A 3-D optical lithography simulator has been developed based on a new ray-string algorithm for dissolution etch-front advancement. This simulator, SAMPLE-3D, integrates a number of process simulators on a workstation while also providing display and print capabilities. SAMPLE-3D has been used to look at 3D resist profiles from 2-dimensional mask patterns, including isolated contacts, isolated islands, and elbow patterns. Simulations have been performed on both positive and negative photoresists, and the effects of resist contrast and surface rate retardation were explored.
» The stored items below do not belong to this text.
PR #217, opened 2026-06-15
feature/context-window

### LINKED ISSUE #216: Harden context-window management
**Problem**
The context-window management subsystem — responsible for keeping the
agent's conversation history within the AI model's token limits — don't work at all

If the context-size is reached, especially on agents-based features, the llm responds with a 400 and the agent will cancel.

**Solution**
We need an algorithm to compact the size of the context window
The algorithm should be:

```
┌─────────────────────────────────────────────────────────────────┐
│                    CONTEXT WINDOW BUDGET                        │
│                                                                 │
│  Layer 1: TOOL RESULT TRUNCATION                                │
│  ───────────────────────────────                                │
│  Applied at ingestion time. Caps individual tool outputs        │
│  before they enter the conversation history.                    │
│                                                                 │
│  Layer 2: PROACTIVE COMPACTION                                  │
│  ─────────────────────────────                                  │
│  Triggered between rounds. Removes old conversation units       │
│  when the last AI call's prompt size approaches the limit.      │
│                                                                 │
│  Layer 3: AGGRESSIVE COMPACTION                                 │
│  ──────────────────────────────                                 │
│  Emergency fallback. Drops everything except a summary and      │
│  the most recent N logical units.                               │
│                                                                 │
│  Layer 4: REACTIVE ERROR HANDLING                               │
│  ──────────────────────────────                                 │
│  Last resort. Catches "prompt too long" errors from the AI      │
│  provider and triggers compaction mid-round.                    │
└─────────────────────────────────────────────────────────────────┘
```

tmseidel:


max-california (commented):
## 🤖 AI Code Review

### Diff chunk 1/2
1. Blocking issues

**A. Token-usage estimation uses wrong prompt size (proactive compaction broken for legacy mode)**
In `AgentLoop.run`, the code:
```java
int promptChars = currentMessage == null ? 0 : currentMessage.length();
tokenTracker.record(ctx.session(), turn, promptChars);
```
`promptChars` captures only the latest user message, not the entire prompt sent to the model (history + system prompt + user message). `TokenUsageTracker` uses this value to estimate input tokens when the AI provider does not return explicit token counts (e.g., legacy chat via `ChatTurn.text`). This leads to a severe underestimate of the real prompt size, so proactive compaction will almost never fire for providers that don’t report usage. For providers that do report usage the estimated fallback is irrelevant, but for those that don’t (any legacy path, llama.cpp, Ollama without usage, etc.) this breaks Layer 2 (proactive compaction) as designed.

**Fix:** Compute the approximate total prompt character size before the AI call, e.g. sum of character lengths from history messages, system prompt, and current message, and pass that total as `promptChars`, or accept the total directly in `record`. This must be corrected to regain reliable context-window pressure detection.

**B. Docker Compose default `APP_PUBLIC_URL` changed to a hardcoded IP**
`docker-compose.yml` changed the default from `http://localhost:8080` to `167.235.231.84:8080`. This looks like an accidental commit of a local/testing address and will mislead users or break local development. Revert to `http://localhost:8080` or use a placeholder like `${APP_PUBLIC_URL:-http://localhost:8080}`.

**C. ChatTurn record signature change – all callers must be updated**
`ChatTurn` now requires `inputTokens` and `outputTokens` in its constructor. The diff updates the observable client implementations (`AnthropicAiClient`, etc.), but if any other part of the codebase (not shown in the diff) constructs `ChatTurn` directly with the old three-argument constructor, the project will not compile. Verify that there are no remaining direct `new ChatTurn(…)` calls outside the changed files. All provider implementations and test code in the diff have been updated, but this is a high-risk change – ensure compilation across the entire project.

2. Non-blocking suggestions

- **Docker Compose hardcoded budget variables**  
  The new lines `AGENT_BUDGET_MAX_CONTENT_ROUNDS: 20` (etc.) are static, making them impossible to override with environment variables. Consider using the same pattern as other variables: `${AGENT_BUDGET_MAX_CONTENT_ROUNDS:-20}` to allow runtime configuration.

- **`callAiWithRetry` only retries once after aggressive compaction**  
  If the compacted history is still too large after aggressive compaction, the second attempt will throw without further mitigation. This is acceptable for a last-resort, but consider whether a more gradual fallback (multiple retries with increasingly aggressive compaction) is warranted for robustness. Not a blocker.

- **`HistoryCompactor` early-exit condition multiplies `keepLastN` by 3**  
  The condition `history.size() <= keepLastN * 3` is a heuristic and may miss compaction for small histories that exceed the budget. While harmless, it’s an opaque magic number – add a comment explaining the rationale.

3. Tests

- **Missing test for proactive compaction with legacy (no token usage) mode**  
  No test verifies that `TokenUsageTracker` triggers compaction after several rounds when the AI client returns zero token counts (legacy path). Write an `AgentLoop` test that uses a mock AI returning `ChatTurn.text("...")` and a large prompt to ensure `shouldCompactProactively` fires and the history is compacted. The current `TokenUsageTrackerTest` only tests with explicit tokens.

- **Test for incorrect `promptChars` calculation**  
  Once the calculation is fixed, add a test confirming that the total prompt size is used for estimation (or that explicit token counts take precedence). This protects the fix.

4. Overall assessment

The feature is well-designed and faithfully mirrors the documented context-window strategy. The core algorithms (tool-result truncation, history compaction with atomic tool-call grouping, token tracking) are sound. However, the two blocking issues – the estimation bug and the Docker compose default – must be resolved before merge. With those fixed, the changes should safely improve long-running agent robustness.

### Diff chunk 2/2
1. Blocking issues

- **Breaking `ChatTurn` constructor change may cause compilation failures or incorrect token reporting.**  
  The new `ChatTurn` record requires `inputTokens` and `outputTokens` in its canonical constructor. All call sites that previously used `new ChatTurn(text, calls, stopReason)` must be updated to supply the token counts. The diff shows test files updated (e.g., `StubAiClient`, `ChatTurnTest`), but the actual AI client implementations (`OpenAiClient`, `AnthropicAiClient`, `GoogleAiClient`, `OllamaClient`, `LlamaCppClient`) and other producers of `ChatTurn` are not visible in this diff. If any of those still use the old three-argument constructor, the build will fail. Moreover, unless the token counts are correctly extracted from the provider response and passed, the entire proactive compaction layer will use invalid values (e.g., 0 tokens) and never trigger, defeating the context window management.  

  **Fix:** Verify that every `new ChatTurn(…)` in the codebase now includes proper `inputTokens` and `outputTokens` derived from the AI provider’s response metadata. Confirm this with a full compilation and, ideally, integration tests that validate the token reporting for each supported provider.

- **Missing integration of reactive error handling (Layer 4) is not covered by the diff.**  
  The documentation mentions catching “prompt too long” errors and triggering compaction. The only visible change is making `AbstractAiClient#isPromptTooLongError` public in a test helper, but the actual usage in `AgentLoop` (catching `HttpClientErrorException`, invoking compaction, and retrying) is absent from this diff. If that logic is incomplete or missing, sessions hitting the context limit will simply fail without any recovery.  

  **Fix:** Confirm that the full reactive‑error path exists in `AgentLoop` or the calling service, and that it correctly calls `HistoryCompactor` (or the aggressive fallback) before re‑sending the request. Add at least one integration‑level test simulating a provider error and verifying that compaction retries succeed.

2. Non-blocking suggestions

- **Validate `contextWindowTokens` at the point of use.**  
  `AgentServiceFactory#getContextWindowTokens` falls back to 200,000 when the `AiIntegration` is absent or has a default value. Consider logging a warning when the configured value is zero or negative, as that effectively disables compaction without the operator’s intent. A small guard would improve observability.

- **Potential performance concern in logical‑unit grouping (O(n²) worst case).**  
  The described algorithm walks back through the history and, for each tool response, scans backward to find the matching assistant call. In very long conversations the worst‑case complexity could be noticeable. If the implementation matches the description, consider using an index map to make grouping O(n).

- **Consider making `TokenUsageTracker` thread‑safe if concurrent session access is possible.**  
  While session runs are typically serialised by locks, if the tracker is ever shared across threads (e.g., in tests or future use), the current mutable state on the session entity via the service may not be safe. Document the concurrency assumption or add a comment that the tracker assumes single‑writer semantics.

3. Tests

- **Add tests for `HistoryCompactor` logical‑unit grouping, especially edge cases.**  
  The diff introduces thorough tests for `TokenUsageTracker` and `ToolResultTruncator`, but no tests for the grouping logic itself (orphan tool calls, orphan tool responses, consecutive plain messages). These are critical to avoid corrupting the conversation flow.

- **Add integration tests for the full compaction loop.**  
  Simulate a multi‑round agent session where the context approaches the limit, trigger proactive compaction, verify that old units are summarised and dropped without breaking tool‑call continuity. Also test the aggressive fallback when normal compaction cannot shrink enough.

- **Ensure each AI client correctly extracts `inputTokens`/`outputTokens`.**  
  Write tests (or contract tests) that exercise each provider’s response parsing and confirm the token fields are populated in the resulting `ChatTurn`. Without this, the compaction trigger may remain silent for all but one provider.

4. Overall assessment

The feature design (documented multi‑layer compaction, token tracking, truncation) is sound, and the core units introduced here (`TokenUsageTracker`, `ToolResultTruncator`) are well‑tested. The major risk lies in the `ChatTurn` constructor change and the absence of visible integration for reactive error handling. Before merging, verify that the entire codebase compiles and that all AI clients supply the new token data. Once those gaps are addressed, the change will be a valuable improvement to long‑running agent reliability.

---

max-california (commented):
## 🤖 Agentic Code Review

## Summary

Good direction overall: the new loop-level truncation/compaction layers are sensible and the documentation is helpful. However, I found **two blocking correctness issues** and **one likely deployment breakage** in the persistence/config changes.

## Blocking

### 1. New JPA columns were added without a matching DB migration
**Files:**  
- `src/main/java/org/remus/giteabot/admin/AiIntegration.java:67`  
- `src/main/java/org/remus/giteabot/agent/session/AgentSession.java:129`  
- `src/main/java/org/remus/giteabot/agent/session/AgentSession.java:136`

This PR adds three new persisted columns:

- `ai_integrations.context_window_tokens`
- `agent_sessions.total_input_tokens`
- `agent_sessions.total_output_tokens`

I checked the repo and could not find any accompanying Flyway/Liquibase/schema migration in this change. Since the project already references migration-based schema management in comments (`AgentSession` mentions Flyway V10), this will fail against existing databases at startup or on first access.

**Why this matters:** existing deployments will not have these columns, so Hibernate/JPA reads/writes will break.

**Suggested fix:** add an explicit schema migration for all three columns, including safe defaults for existing rows (`200000`, `0`, `0`).

---

### 2. `TokenUsageTracker` underestimates prompt size because it only counts `currentMessage`
**File:** `src/main/java/org/remus/giteabot/agent/loop/AgentLoop.java:100`  
Related: `src/main/java/org/remus/giteabot/agent/loop/TokenUsageTracker.java`

The design doc correctly says proactive compaction should use the **last AI call’s full prompt size**. But the implementation records:

```java
int promptChars = currentMessage == null ? 0 : currentMessage.length();
tokenTracker.record(ctx.session(), turn, promptChars);
```

When the provider does not return `inputTokens()`, the fallback estimate in `TokenUsageTracker` is based only on `promptChars`, which here is just the current user message — **not** `history + system prompt + current message + tool descriptors`.

That means proactive compaction will almost never trigger for providers that don’t report usage, precisely when this feature is needed most.

**Why this matters:** long histories can keep growing until the provider rejects the prompt, defeating Layer 2 and pushing everything into emergency retry behavior.

**Suggested fix:** estimate from the actual request payload size, e.g. include:
- serialized/history message content,
- system prompt,
- current message,
- possibly tool schema/descriptor text when in native-tool mode.

Even a rough full-prompt character sum is much better than just `currentMessage.length()`.

## High

### 3. `APP_PUBLIC_URL` default was changed to a bare IP/port without a scheme
**File:** `docker-compose.yml:15`

This changed from:

```yaml
APP_PUBLIC_URL: ${APP_PUBLIC_URL:-http://localhost:8080}
```

to:

```yaml
APP_PUBLIC_URL: ${APP_PUBLIC_URL:-167.235.231.84:8080}
```

This is risky for two reasons:

1. It removes the URL scheme (`http://`), so anything expecting a valid absolute URL may break.
2. It hardcodes what looks like an environment-specific public IP into the default docker-compose config.

**Why this matters:** local/dev deployments will now inherit an invalid or surprising default URL.

**Suggested fix:** keep the prior safe default (`http://localhost:8080`) unless there is a very strong reason otherwise, and if needed document how operators override it.

## Medium

### 4. Persisted session compaction can keep growing because it adds a new summary message every time
**File:** `src/main/java/org/remus/giteabot/agent/session/AgentSessionService.java:175`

The correlation between the 2D aerial image and the 3D developed resist profile has been investigated. This includes applications to the printability of defects where the nonvertical resist dissolution effects play a strong role.
Simulation has been used to systematically investigate the effects of phase-shifters on dark- field patterns (openings in a dark-field mask), and to determine the phase-shifter configurations that are most effective for different mask patterns. This study has resulted in a design methodology based on the distance between the centers of clear features and the surrounding phase-shifters. A key verification is that isolated phase-shifted patterns print best when the distance from the center of the phase-shifter to the center of the feature is approximately 0.7 (lambda) /NA. At this optimal spacing, the peak image intensity, image slope and resist wall-angle of the printed pattern is maximized. Optimally-aligned phase- shifters will also have the best focus-exposure behavior of all the different dark-field phase- shifter configurations. However, dark-field phase-shifters will only provide a resolution increase on the order of 0.05 0.10 (lambda) /NA. Different dark-field mask configurations will print with different amounts of bias; the amount of print bias is dependent on the width of the phase-shifters and the distance between the phase-shifters and the feature. Response curves of resist opening as a function of feature size and phase-shifter/feature separation can be used to keep track of the amount of bias required in a given phase-shifter configuration.
This paper introduces a novel concept, 'chromeless phase-shifting', that eliminates the need for the use of chrome to form patterns in optical lithography. Chromeless phase-shifting uses 180 degree(s) phase-shifters on transparent glass to define patterns. The method relies ont eh destructive interference between phase-shifters and clear areas at the edges of the phase-shifters to define dark or opaque areas on the mask. Gratings sufficiently small will produce sufficient interference to completely inhibit the transmission of light (these gratings are thus named dark-field gratings). The combination of these effects makes is possible to form a wide range of patterns, from line-space patterns to isolated bright or dark areas. In this study, the lithography simulators SPLAT and SAMPLE were used to understand the principles behind this new scheme, and to verify various pattern designs. Simulation and experimental results are presented to demonstrate the concept.